In spite of these widely diverse perspectives, it is the same voice — Klosterman’s — that keeps coming to the surface. Mitch, who never listens to rock music and is generally a slacker, observes that, “Society is so confused . . . . Everyone wanted to become the person they were already pretending to be.” Heavy stuff for a third-string quarterback in the rural North. When describing the thoughts of local football hero Vance Druid: “My vanity conflicts me. My problems are clichéd and predictable.” Then, there are the culture references, peppered throughout the book as are his essays. Most obnoxious of these references, however, are those that are completely divorced from Owl. For instance, “There were multiple conversations happening at the same time; it was like an Altman film, although nobody inside the car had ever seen an Altman film.” Later, we get, “Inside her skull, words and sentences sounded like side three of Metal Machine Music, an album she had never heard of.” By the end, we can’t tell who is the subject — Klosterman or the characters. It is, to use Klosterman’s vernacular, like an Aphex Twin cover.

So it is natural that it is the implicit narration, where the author is indubitably the voice speaking, that the writing really resonates. Without the baggage of character development and inner thoughts, Klosterman’s inimitable prose is allowed to flourish. This, perhaps, is why his brief sketches of minor townies resonate more than the main characters. Take, for example, Rebecca Grooba:

There were twenty-two juniors in the room. Twenty-one of them had never even seen the cover of Moby-Dick, so they remained silent out of necessity. The twenty-second junior, Rebecca Grooba, had read Moby-Dick in sixth grade. She remained silent by choice, just as she had (and just as she would) for the duration of every class she ever took (or would take) during her thirteen years inside the rectangular classrooms of Owl public school.

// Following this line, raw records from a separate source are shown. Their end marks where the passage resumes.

Issue #5018, opened 2026-01-31
[Enhancement]: Postgres support


twsouthwick:
### Type of Enhancement

Server Backend

### Describe the Feature/Enhancement

Add PostgreSQL as an alternative database backend while keeping SQLite as the default.

#2046 already exists, but this a proposal that I wanted to discuss how to actually accomplish this. 

### Why would this be helpful?

In some hosting setups (such as kubernetes) it's easier to separate out the data concerns from the app so there's more control over the storage setup.

## Approach

This breaks the addition of PostgreSQL support to two steps: prepatory work and enablign postgres.

The existing codebase has some existing sqlite-specific code. To prepare for postgres, there are two approaches that could be taken to address this:

### Phase 1A: Dialect Abstraction (no behavior change)

- [ ] Create dialect helper module for SQL generation
- [ ] Refactor raw queries to use helpers instead of inline SQLite syntax
- [ ] Make migrations dialect-aware (conditionally skip SQLite-only operations)

**Example dialect specific changes:**

| Current (SQLite) | PostgreSQL equivalent |
|------------------|----------------------|
| `json_each(column)` | `jsonb_array_elements_text(column)` |
| `GROUP_CONCAT(col, ', ')` | `STRING_AGG(col, ', ')` |
| `COLLATE NOCASE` | `LOWER(column)` |
| `IFNULL(a, b)` | `COALESCE(a, b)` |

### Phase 1B: Schema Normalization (alternate approach)

Convert JSON blob columns to proper relational tables, eliminating dialect-specific JSON functions entirely.

- [ ] Create lookup tables for shared entities
- [ ] Create junction tables for many-to-many relationships
- [ ] Write migration to extract JSON data into new tables
- [ ] Update Sequelize models with proper associations
- [ ] Refactor queries to use JOINs instead of JSON functions

**JSON columns actively queried (require normalization):**

| Model | Column | New Tables |
|-------|--------|------------|
| `books` | `narrators` | `narrators` + `book_narrators` |
| `books` | `tags` | `tags` + `book_tags` |
| `books` | `genres` | `genres` + `book_genres` |
| `podcasts` | `tags` | `tags` + `podcast_tags` |
| `podcasts` | `genres` | `genres` + `podcast_genres` |

**JSON columns NOT queried (keep as-is):**

These columns store metadata blobs read/written as a whole and don't need SQL-level filtering:

| Model | Columns |
|-------|---------|
[...]

Issue #2046, opened 2023-08-31
[Enhancement]: PostgreSQL support


adocampo:
### Describe the feature/enhancement

It would be great to have PGSQL to speed up things and be more consistent. SQLite is fine for development, but it has many issues for production: it's slow and prone to corruption easily.

advplyr:
There have been a few discussions around this on Discord and #1584 #1202

Those were back when Abs was still using JSON files as a db. Basically we need an embedded database so that users aren't required to setup their own db. Once the new ORM (sequelize) is fully in place and the old data models get phased out we can work on supporting external databases like postgres.

Currently the migration to SQlite & sequelize is in-progress

advplyr:
Make backups. Docker is not the only install method. I don't think requiring an external db is a good UX

adocampo:
Certainly I do backups always I have to work with a sqlite DB, but I don't even trust them, I faced in the past the backups weren't working either, even doing them with the official method.... anyway, my suggestion is NOT to force the user to use any DB, but let them select (like nextcloud or home-assistant does, for example, which by default uses SQLite, so the user can just jump that step, or configure the external database if they want).
Speaking of UX, using a proper DB engine will boost the UX :P

FreedomBen:
I manage Postgres databases and huge distributed web apps for my day job, and I think SQLite is a much, much better UX for the vast number of users who aren't going to scale vertically.  Having the option for postgres would be cool, but SQLite should stay the default.  Just my opinion of course.  Even for people needing to serve a lot of users, you can vertically scale incredibibly far with a SQLite database, and backups are as simple as an rsync.

adocampo:
I can agree with all you say. Many people will find SQLite more than enough and probably won't use another engine and will be annoyed if they are forced to configure anything additional.

But I have a question regarding when you say UX. That means "User eXperience", and I can't see why a fastest SQL engine can degrade the user experience. Because PGSQL provides excellent performance thanks to its advanced indexing, query optimization/planning, parallelization, caching mechanisms, and multi-core scaling capabilities.

[...]

Issue #1584, opened 2023-03-05
[Enhancement]: Are you open to a PR for MongoDB?


RXWatcher:
### Describe the feature/enhancement

We love ABS but it's having issues with performance on over 100K audio books. Our goal is 300K and there is no way ABS will handle that quantity in its current form. We feel that the DB used is likely a large bottleneck. If we were to supply code to move everything to mongodb, would you be open to accepting the PR?

We can fork and go out on our own but that 1) Doesnt help the community 2) We'd have to continue to merge your chances into our repo. I dont think either is ideal so I'd rather the mongodb code go into the public repos.

I feel this is a win-win for both parties.

Please let me know your thoughts

advplyr:
The DB is something we have been talking about upgrading for a while. The hesitation with MongoDB would be its ability to be embedded/portable. Did you have a method in mind for implementing MongoDB?

RXWatcher:
I'll have to think about that. Mongodb came to mind because of it's no-sql structure and being fairly straight forward when moving from json files. Let me give it some thought but I appreciate you not slamming the door on the idea.

advplyr:
I like MongoDB and it would be great if this was an embeddable option because it would save a lot of time migrating.

The bottleneck of the current db is likely because we are loading most of the data into memory on server startup. If we switch to a standard db solution then we would fetch that data when necessary instead of filling up memory.
For small/medium sized libraries the current db will be faster then other standard dbs because it is just reading/writing to a file, no indexing. There is a bigger problem with the current db in that if a file write gets interrupted then it can result in data loss.

I tested another no-sql db that was built to be embedded ([LiteDB](https://github.com/mbdavid/LiteDB)) and the performance was not good. My last search for embedded no-sql dbs was about a year ago so maybe something has come along.

I realized we will probably need to setup a relational model and use sqlite like everyone else. With that we could eventually offer users the ability to use their own external db instead of the embedded one.
I'm still open to anything here though.

rasmuslos:
I would suggest using  [knex](https://knexjs.org/) to handle data. This way the end user could decide for themselves what database they want to use. ABS could come preconfigured with SQLite but with an easy way to setup Postgres for big libraries like this one. Knex supports PostgreSQL, MariaDB, SQLite, and some more.

RXWatcher:
Yeah, ideally Id want postgres but thought the leap from the current database to a sql database was too much of an ask.

advplyr:
[...]

PR #5098, opened 2026-03-03
Add optional PostgreSQL backend support with migration safeguards and regression coverage

kevingatera:
## Why

Audiobookshelf currently defaults to SQLite, which is simple for most installs, but some deployments need an external DB backend for reliability and infrastructure fit.

This PR adds PostgreSQL as an optional backend while preserving SQLite as the default and maintaining backward compatibility.
It also includes targeted safety fixes for real-world PostgreSQL edge cases discovered during migration and testing.

### 1) Optional PostgreSQL backend support (SQLite remains default)
- Add dialect and config selection:
  - `DB_DIALECT=sqlite|postgres` (optional)
  - `DATABASE_URL` for PostgreSQL
- Keep SQLite behavior unchanged when PostgreSQL is not configured.
- Add PostgreSQL dependencies (`pg`, `pg-hstore`).

### 2) Dialect-aware query compatibility
- Introduce `server/utils/sqlDialectHelpers.js` for cross-dialect SQL generation.
- Refactor key query paths to avoid SQLite-specific syntax in PostgreSQL, including:
  - case-insensitive sort behavior
  - JSON array and value operations
  - numeric casting behavior for text-backed fields
- Guard sequence and year sorting with safe casts to avoid runtime failures from non-numeric legacy values.

### 3) Migration and schema-safety hardening
- Add `server/scripts/migrateSqliteToPostgres.js` for SQLite to PostgreSQL data migration.
- Add preflight checks to prevent data loss:
  - detect overlong varchar source values
  - detect non-integer source values for integer target columns
- Harden JSON normalization for malformed and double-encoded payloads.
- Improve migration metadata handling and case-insensitive table and column mapping for PostgreSQL.

### 4) PostgreSQL runtime bug fixes found during validation
- Fix legacy user lookup behavior for PostgreSQL (`oldUserId` path).
- Fix media progress `updatedAt` sync path to avoid raw SQL table-name mismatches.
- Fix collapse-series edge cases:
  - empty include list (`IN ()`) generation
  - aliasing issues in PostgreSQL SQL
  - display title fallback alias compatibility

### 5) Focused regression tests (high signal)
Added tests for the exact risky paths that caused failures:
- `test/server/utils/queries/libraryItemsBookFilters.test.js`
  - collapse-series empty ID set
  - safe ID quoting
  - PostgreSQL join alias safety
  - failure-path query diagnostics
- `test/server/models/MediaProgress.test.js`
  - valid and invalid `lastUpdate` handling
- `test/server/models/User.test.js`
  - UUID and legacy old-id lookup behavior on PostgreSQL and SQLite
- `test/server/scripts/migrateSqliteToPostgres.test.js`
  - JSON normalization and integer and varchar preflight checks
- `test/server/utils/sqlDialectHelpers.test.js`
  - dialect helper correctness

## Backward compatibility

- SQLite remains the default behavior.
- Existing SQLite users are unaffected unless PostgreSQL is explicitly configured.
- PostgreSQL code paths are opt-in and covered by targeted regression tests.

## Validation

Local:
- `npm test` passed (`356 passing`)
- targeted compatibility suite passed (`69 passing`)

CI (branch):
- Unit tests passed
- Integration tests passed

Observed runtime impact during migration validation (same host, from app logs):
- Discover load time improved from about `5.23s` (SQLite period average) to about `0.08s` (PostgreSQL period average).
- Personalized shelves load time improved from about `7.35s` to about `0.12s`.

## Notes

- This PR intentionally focuses on safe, minimal compatibility and migration behavior.
- It does not force external DB usage. PostgreSQL is optional.

Beta image tag for testing:
- `ghcr.io/kevingatera/audiobookshelf:homelab-postgres-5871b01f6dd9f1cd690b9a70bdc227a2d5db2643`

### DIFF
--- a/.github/workflows/docker-build.yml
+++ b/.github/workflows/docker-build.yml
@@ -20,9 +20,13 @@ on:
       - index.js
       - package.json
 
+permissions:
+  contents: read
+  packages: write
+
 jobs:
   build:
-    if: ${{ !contains(github.event.head_commit.message, 'skip ci') && github.repository == 'advplyr/audiobookshelf' }}
+    if: ${{ !contains(github.event.head_commit.message, 'skip ci') && (github.repository == 'advplyr/audiobookshelf' || github.repository == 'kevingatera/audiobookshelf') }}
     runs-on: ubuntu-24.04
 
     steps:
@@ -53,6 +57,7 @@ jobs:
             ${{ runner.os }}-buildx-
 
       - name: Login to Dockerhub
+        if: ${{ github.repository == 'advplyr/audiobookshelf' }}
         uses: docker/login-action@v3
         with:
           username: ${{ secrets.DOCKERHUB_USERNAME }}
@@ -63,7 +68,7 @@ jobs:
         with:
           registry: ghcr.io
           username: ${{ github.repository_owner }}
-          password: ${{ secrets.GHCR_PASSWORD }}
+          password: ${{ github.token }}
 
       - name: Build image
         uses: docker/build-push-action@v6
--- a/Dockerfile
+++ b/Dockerfile
@@ -50,6 +50,7 @@ ARG NUSQLITE3_PATH
 RUN apk add --no-cache --update \
   tzdata \
   ffmpeg \
+  postgresql-client \
   tini
 
 WORKDIR /app
--- a/package-lock.json
+++ b/package-lock.json
@@ -23,6 +23,8 @@
         "p-throttle": "^4.1.1",
         "passport": "^0.6.0",
         "passport-jwt": "^4.0.1",
+        "pg": "^8.19.0",
+        "pg-hstore": "^2.3.4",
         "semver": "^7.6.3",
         "sequelize": "^6.35.2",
         "socket.io": "^4.5.4",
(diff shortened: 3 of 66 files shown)


kevingatera:
Related context for reviewers:

- PostgreSQL support request tracking: https://github.com/advplyr/audiobookshelf/issues/2046
- Newer duplicate and request thread: https://github.com/advplyr/audiobookshelf/issues/5018
- Earlier external database backend discussion: https://github.com/advplyr/audiobookshelf/issues/1584
- Prior compatibility-related PR (ID handling groundwork): https://github.com/advplyr/audiobookshelf/pull/3600

This PR keeps SQLite as the default, adds optional PostgreSQL support, and includes regression coverage for the edge cases hit during validation (JSON normalization, numeric cast safety, aliasing, legacy oldUserId lookup, and migration safety preflight checks).

kevingatera:
I pushed a tightening pass focused on reviewer-risk areas and sqlite/postgres parity.

Changes in this pass:
- Added dialect/default and table-detection coverage in `test/server/Database.test.js`.
- Added podcast and series query parity coverage in:
  - `test/server/utils/queries/libraryItemsPodcastFilters.test.js`
  - `test/server/utils/queries/seriesFilters.test.js`
- Expanded postgres-specific migration manager coverage in `test/server/managers/MigrationManager.test.js`.
- Added uppercase UUID regression coverage in `test/server/models/User.test.js`.
- Reduced collapse-series fallback log noise (`warn` to `debug`) in `server/utils/queries/libraryItemsBookFilters.js`.

kevingatera:
This thread is also relevant to the design choices here: https://github.com/advplyr/audiobookshelf/discussions/5070

I share the concern about keeping migration/model complexity under control if both backends are supported.

That is why this PR tries to keep the blast radius small:
- SQLite stays the default path unless Postgres is explicitly enabled.
- Postgres is opt-in only (`DB_DIALECT` and `DATABASE_URL`).
- Dialect differences are kept in helper/query layers with targeted regression tests, instead of splitting core model behavior.
- Migration execution is guarded with preflight checks and dry-run-first behavior.

If this is still too broad for a first step, I can split follow-up work into smaller PRs (core dialect/query parity first, migration tooling after).

Chrtol:
Any update on this?

kevingatera:
I've actually been running this for months to see how things go annd what breaks. There will be an update soon

kevingatera:
Sorry for the thrashing in here. This has been an open PR for a while and I've had to rebase it onto master a few times to keep it mergeable, which is why the commit list kept shifting. It should be settled now: rebased onto latest master (through v2.36.0), and I fixed a batch of things I ran into while daily driving this on postgres.

The main addition is backups. Postgres mode now uses `pg_dump` custom format, stored as `absdatabase.postgres.dump` inside the backup zip, and restore picks the right path based on what's in the archive. The SQLite path is untouched. The db password goes through `PGPASSWORD` instead of argv, the dump/restore commands have a timeout so a hung connection can't stall the backup scheduler, and the backup listing now skips a corrupt archive instead of throwing on the whole page.

I also hit two upstream migrations (v2.33.0 and v2.35.0) that compare index/column names case-sensitively when they introspect the schema. That silently no-ops or outright crashes on postgres, since unquoted identifiers fold to lowercase. Both are patched, but fair warning that any future migration reading `information_schema` will need the same treatment.

Smaller fixes: postgres triggers now maintain the denormalized library item columns (SQLite gets this from the app layer), user cache lookups no longer miss on mixed-case usernames/emails, and a shelf query fallback is scoped to postgres only so the SQLite code path stays exactly as it was.

For reviewers: I tried to put the why behind each change in the commit messages, especially where the causation isn't obvious from the diff (the case-folding bugs, for example). Not every commit has that level of detail, but the non-obvious ones should.

Still running this branch against postgres 14 in production, same as the last few months. Redeployed the rebased head there to be sure: migrations applied clean, triggers got created, and I checked the pg_dump output actually restores with `pg_restore`.

Known limits are the same as before: the migrator needs a superuser role, and it loads some tables fully into memory.

binyaminyblatt:
Please consider merging this!
For anyone managing a large library, Audiobookshelf is known to suffer from slow database queries and high latency on library/home views. Adding native PostgreSQL support would provide a massive performance boost, while solving critical infrastructure needs:

- **Query Performance & Throughput**: Eliminates SQLite query bottlenecks and locks during library scans, search, and multi-user streaming.

- **High Availability**: Decouples state from the application host—if the machine running the server crashes, the container can fail over immediately without data corruption.

- **Replication & Resilient Backups**: Enables native streaming replication and continuous off-site backups without needing to lock or take down the app.

Really appreciate all the work put into this PR!

binyaminyblatt:
I wanted to try this so I setup the docker container I couldn't figure out how to migrate so I logged into the docker container with a shell to run the script that needs to be a little easier and then when I ran it I got
```
client             index.js           node_modules       package-lock.json  package.json       server
/app # ./server/
Auth.js             Server.js           auth/               libs/               models/             routers/            utils/
Database.js         SocketAuthority.js  controllers/        managers/           objects/            scanner/
Logger.js           Watcher.js          finders/            migrations/         providers/          scripts/
/app # ./server/
Auth.js             Server.js           auth/               libs/               models/             routers/            utils/
Database.js         SocketAuthority.js  controllers/        managers/           objects/            scanner/
Logger.js           Watcher.js          finders/            migrations/         providers/          scripts/
/app # ./server/scripts/migrateSqliteToPostgres.js 
ash: ./server/scripts/migrateSqliteToPostgres.js: Permission denied
/app # node ./server/scripts/migrateSqliteToPostgres.js 
[migrate] sqlite source: /config/absdatabase.sqlite
[migrate] postgres target schema: public
[migrate] dry run: false
[migrate] tables to migrate: migrationsMeta, settings, users, apiKeys, sessions, libraries, libraryFolders, authors, series, books, podcasts, podcastEpisodes, libraryItems, bookAuthors, bookSeries, collections, collectionBooks, playlists, playlistMediaItems, mediaProgresses, devices, playbackSessions, feeds, feedEpisodes, mediaItemShares, customMetadataProviders
[migrate] overlong source values detected for varchar columns:
[migrate]   podcasts.imageurl -> podcasts.imageurl (max=255, actualMax=283, overRows=2)
[migrate]   podcastEpisodes.subtitle -> podcastepisodes.subtitle (max=1000, actualMax=2548, overRows=189)
[migrate]   podcastEpisodes.enclosureurl -> podcastepisodes.enclosureurl (max=255, actualMax=358, overRows=47)
[migrate] failed: Error: Migration aborted to prevent truncation/data loss. Widen target column types first.
    at main (/app/server/scripts/migrateSqliteToPostgres.js:362:13)
```
so I changed ran 
```sql
ALTER TABLE podcasts ALTER COLUMN imageurl TYPE TEXT;
ALTER TABLE podcastepisodes ALTER COLUMN subtitle TYPE TEXT;
ALTER TABLE podcastepisodes ALTER COLUMN enclosureurl TYPE TEXT;
```
then I got 
```
/app # node ./server/scripts/migrateSqliteToPostgres.js 
[migrate] sqlite source: /config/absdatabase.sqlite
[migrate] postgres target schema: public
[migrate] dry run: false
[migrate] tables to migrate: migrationsMeta, settings, users, apiKeys, sessions, libraries, libraryFolders, authors, series, books, podcasts, podcastEpisodes, libraryItems, bookAuthors, bookSeries, collections, collectionBooks, playlists, playlistMediaItems, mediaProgresses, devices, playbackSessions, feeds, feedEpisodes, mediaItemShares, customMetadataProviders
[migrate] failed: Error: Migration writes are destructive. Set ALLOW_DESTRUCTIVE_TARGET=true after confirming the target database can be truncated.
    at main (/app/server/scripts/migrateSqliteToPostgres.js:378:15)
```
then when I ran it with `ALLOW_DESTRUCTIVE_TARGET=true` I got 

```
/app # ALLOW_DESTRUCTIVE_TARGET=true node ./server/scripts/migrateSqliteToPostgres.js 
[migrate] sqlite source: /config/absdatabase.sqlite
[migrate] postgres target schema: public
[migrate] dry run: false
[migrate] tables to migrate: migrationsMeta, settings, users, apiKeys, sessions, libraries, libraryFolders, authors, series, books, podcasts, podcastEpisodes, libraryItems, bookAuthors, bookSeries, collections, collectionBooks, playlists, playlistMediaItems, mediaProgresses, devices, playbackSessions, feeds, feedEpisodes, mediaItemShares, customMetadataProviders
[migrate] failed: error: permission denied to set parameter "session_replication_role"
    at /app/node_modules/pg/lib/client.js:652:17
    at process.processTicksAndRejections (node:internal/process/task_queues:95:5)
    at async main (/app/server/scripts/migrateSqliteToPostgres.js:382:7) {
  length: 126,
  severity: 'ERROR',
  code: '42501',
  detail: undefined,
  hint: undefined,
  position: undefined,
  internalPosition: undefined,
  internalQuery: undefined,
  where: undefined,
  schema: undefined,
  table: undefined,
  column: undefined,
  dataType: undefined,
  constraint: undefined,
  file: 'guc.c',
  line: '3604',
  routine: 'set_config_with_handle'
}
```
I had to make the user a superuser to make it work this is a problem just because I could make the user a superuser doesn't mean everyone can

nichwall:
I don't think we're ready to merge this yet. We have a large number of open PRs that we need to get a handle on and merging this would impact a lot of other PRs that include database migrations, along with additional migrations I'm already planning to improve performance for a number of queries.

Merging this would require testing database migrations for two different database backends, which adds to the complexity of addressing these changes.

binyaminyblatt:
I started testing this and I don't think its as ready as it needs to be to be merged see my earlier comment about what I found I look forward to when this is ready but until then I recommend making this a draft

During that thirteen-year span, Revecca Grooba would never score less than 94 on any scholastic examination, except for one 67 on an extra-credit trigonometry test that no one else was able to attempt . . . . She understood how isotopes operated before she knew what isotopes were. She could count cards and memorize Social Security numbers. As an eighth grader, she read Finnegans Wake over Christmas vacation and scrawled the digits “1132″ on her Earth Science notebook. No one asked why she did this. Rebecca Grooba was a genius; everyone in Owl knew it, but hardly anyone cared. She was so shy that she wasn’t even unpopular. Over time, her wordless brilliance became routine, and then it became boring. People quit noticing.

In 1988, Rebecca Grooba would become a registered nurse.

In those last nine words, Klosterman captures so much of the snow-dusted spirit of the rural North, a sentiment expressed in a much different light when discussing the mascot controversy of the 1960s: “But — nonetheless, and more importantly — there has not been any major community controversy since the late sixties. Things have been perfect ever since, if by ‘perfect’ you mean ‘exactly the same.’”

It is in these passages and those like them that Klosterman comes close to something real, to sociology told with a storyteller’s gift. It is these moments, these journalistic moments, where insight is reached. Yet by forcing the work to be fiction, Klosterman has muddled the damn thing. Instead of letting his voice flourish, and being forthright about his home state, he has dabbled in using fiction as a veil, with marionettes for characters. We can only hope that his next work is classified in the “non-fiction” section.